#### Task to carry out:
Make an exact transcription of the data below.

#### Data provided:
PR #271, opened 2024-08-16
Check for tags which do not have data available anywhere

ljgray:
The part of the pipeline that checks for files to retrieve just looked at all the tags in the config and tried to fetch the upcoming ones that aren't online. The problem is that it didn't check to see if the tags it was trying to retrieve actually had _any_ data available anywhere, so it eventually gets stuck trying to request the same days over and over again, which will never end up online because there aren't any files.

#### Problem solution:
PR #271, opened 2024-08-16
Check for tags which do not have data available anywhere

ljgray:
The part of the pipeline that checks for files to retrieve just looked at all the tags in the config and tried to fetch the upcoming ones that aren't online. The problem is that it didn't check to see if the tags it was trying to retrieve actually had _any_ data available anywhere, so it eventually gets stuck trying to request the same days over and over again, which will never end up online because there aren't any files.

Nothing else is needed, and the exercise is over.